I’m working on addressing this inefficiency in GH-97933, but the approach we take (and how much we can improve perf) depends on how tightly we construe the compatibility constraints. So I’m looking for opinions on what those constraints should be!

These are the (IMO) non-negotiable constraints, which I intend to keep:

  1. The comprehension iteration variable(s) (i.e., local variables in what is now the “comprehension function”) must neither be visible after the comprehension, nor stomp on the value of a local variable of the same name in the function containing the comprehension.
  2. Other bindings within the comprehension (e.g. walrus operator) should behave exactly as they do now.

Here are some behaviors that I would prefer to change in order to get faster comprehensions, and I am wondering if anybody would mind, or considers these compatibility-protected:

  1. Is it important that calling locals() inside a comprehension (does anyone do this?) does not also include local variables from the function containing the comprehension?
  2. Is it important that in a traceback, the comprehension itself should show up as a separate Python stack frame, rather than just a line number in the containing function?
  3. Is it important that a reference to a comprehension’s iteration variable outside the comprehension (assuming no defined local var of the same name) raises NameError rather than UnboundLocalError?

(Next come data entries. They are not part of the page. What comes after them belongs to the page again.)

PR #1824, opened 2021-05-12
Apply formats again

Ailrun:
I'm now considering adding CI check for styling, but one big issue is that Haskell formatters (including Stylish-haskell, Ormolu, and Brittany) are not able to parse some specific usage of CPP pragmas.
For example, formatters cannot parse this code:
```Haskell
  test
#if defined(SOME_MACRO)
    = definition1
#else
    = definition2
#endif
```
and give an error. (However, if we move `test` to both branches they do not give an error)

We have quite a lot modules using pragmas in this way, so adding CI check will cause an unnecessary problems to modifying these modules.

Any idea will be appreciated.

### DIFF
--- a/nix/default.nix
+++ b/nix/default.nix
@@ -86,7 +86,14 @@ in (import sources.nixpkgs
       # default_stages = ["manual" "push"];
       hooks = {
         stylish-haskell.enable = true;
-        stylish-haskell.excludes = [ "^Setup.hs$" "test/testdata/.*$" "test/data/.*$" "^hie-compat/.*$" "^plugins/hls-tactics-plugin/.*$" ];
+        stylish-haskell.excludes = [
+          # Ignored files
+          "^Setup.hs$" "test/testdata/.*$" "test/data/.*$" "test/manual/lhs/.*$" "^hie-compat/.*$" "^plugins/hls-tactics-plugin/.*$"
+
+          # Temporarily ignored files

My personal feeling is that most Python developers don’t think of themselves as writing and calling a nested function when they write a comprehension, and so the proposed new behaviors here would be at least as intuitive as the current behavior, arguably better. But it would be a change.

Thoughts or concerns?


I agree with your list of non-negotiable constraints, and have never relied on the things you’d like to change. I can’t think of any code that I’ve seen (e.g. at work) that does. But you know Python, “Just because you can, doesn’t mean you shouldn’t (sic)” :smile:.

You’re probably right about that!


Not much to add here, except that in my experience the extra frame can be annoying when debugging with pdb – you can’t print local variables when you’re in the comprehension’s frame.

Nevertheless, for best compatibility I’m hesitant to change too much. Could we define a bytecode or internal API that executes a code object directly, so it still creates a frame, but the detour via the function object isn’t necessary? (I wonder how cells for nonlocals would be passed in then.) Frames are supposed to be much cheaper than objects, and you need to do something to handle loop control variables that shadow locals in the surrounding scope.

Have you measured where the cost goes? (I see in Inline dict/list/set comprehensions in the compiler for better performance · Issue #97933 · python/cpython · GitHub you have a bit about this, but it’s a bit hand-wavy when it comes to 3.11+.)


Yep, this is the alternative approach that should be almost entirely invisible. The trick here, as you observed, is closures: I think this approach either requires refusing to optimize comprehensions with a closure, or requires adding a new f_closure pointer to _PyInterpreterFrame (so we no longer rely on the function holding the closure.)

It also may give up some wins in those same closure cases. True inlining allows just sharing locals for those cases and avoids cells and closures entirely, which for a heavily-used closed-over var potentially means a lot of LOAD_FAST/STORE_FAST vs LOAD_DEREF/STORE_DEREF in the outer function. But I haven’t quantified this at all in 3.12, which brings me to your second point:

I haven’t, in 3.12, but I should. I will do some work to get better numbers here.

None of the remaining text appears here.